Sa vision du poste de capitaine

« Mon travail consiste à conseiller et à essayer de motiver les joueurs. Pour les motiver, il faut déjà les connaître, essayer de passer du temps avec eux, sur et en dehors du court. C'est ainsi que j'ai toujours travaillé. J’essaie de parler à l'entourage, les coaches, très souvent les compagnes. Cela va donc très loin parce que, forcément, pour connaître les joueurs, il faut connaître les personnes. »

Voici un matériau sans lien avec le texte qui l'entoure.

PR #32933, opened 2024-04-25
fix: collection id not updated in import block API response

AnaghHegde:
Fixes https://github.com/appsmithorg/appsmith/issues/32903

## Automation

> [!TIP]
> Workflow run: <https://github.com/appsmithorg/appsmith/actions/runs/8892306251>
> Commit: 6b2c1c8e637dc89eebf51d431f5e78f92ae9ac23
> Cypress dashboard url: <a href="https://internal.appsmith.com/app/cypress-dashboard/rundetails-65890b3c81d7400d08fa9ee5?branch=master&workflowId=8892306251&attempt=1" target="_blank">Click here!</a>

## Communication
- [ ] Yes
- [x] No

## Summary by CodeRabbit

- **New Features**
    - Enhanced functionality to set collection IDs during partial imports.
- **Tests**
    - Improved testing for partial imports by adding new assertions to verify action names.


app/server/appsmith-server/src/test/java/com/appsmith/server/solutions/PartialImportServiceTest.java
```diff
@@ -513,6 +513,9 @@ public void testPartialImportWithBuildingBlock_nameClash_success() {
                                     .getLayouts()
                                     .get(0)
                                     .getDsl());
+                    BuildingBlockResponseDTO1.getOnPageLoadActions().forEach(action -> {
+                        assertThat(action.getName()).isIn("updateProductVariant1", "getProducts1", "updateProduct1");
+                    });
```
NilanshBansal, line 518: @AnaghHegde Is this the correct assertion for the above change?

L’objectif de ce rassemblement élargi

« L'objectif premier pour moi était de responsabiliser un peu tout le monde, pouvoir montrer à tous les joueurs qui étaient convoqués qu'ils étaient sélectionnables. Il n'y a pas de sélection politiquement correcte pour moi. »

L’ambiance

« C’était assez calme. On a parlé de choses assez générales. Ils ont beaucoup écouté. Pour certains, c'était mignon, il y avait un peu de timidité. Un courageux m'a demandé ce que j’allais faire de mes tournées, si des concerts étaient prévus pendant les semaines de la Coupe Davis. Cela a détendu l'atmosphère. On a parlé du staff. On a parlé du staff médical aussi, comment s'organiser. Le fonctionnement existe depuis 15 ans. Il y a des choses que j'essaie de faire évoluer pour l'intérêt du groupe. On en a un peu discuté. »

Ses exigences

« J’ai voulu définir la façon dont on va travailler. Pour les rendez-vous d'équipe, j'attends des joueurs qu'ils soient prêts. Il est hors de question de prendre des joueurs en convalescence ou pas prêts physiquement. J'essaierai de faire en sorte de créer une émulation, que ce soit pour le simple et pour le double. Je mettrai les joueurs en forme. Comme vous le savez, il m'est parfois arrivé de faire des sélections qui ont peut-être surpris des gens qui étaient à l'extérieur. Et même si à un moment cela peut nous coûter un ou deux matches, il y a des principes à garder et il faut s'y tenir. A partir du moment où l'on commence à faire des compromis, on perd l'autorité, la direction, l'esprit d'équipe. Mon mode de sélection doit être compris de tous et bien avant. Il n'y aura pas de surprise de la part des joueurs. »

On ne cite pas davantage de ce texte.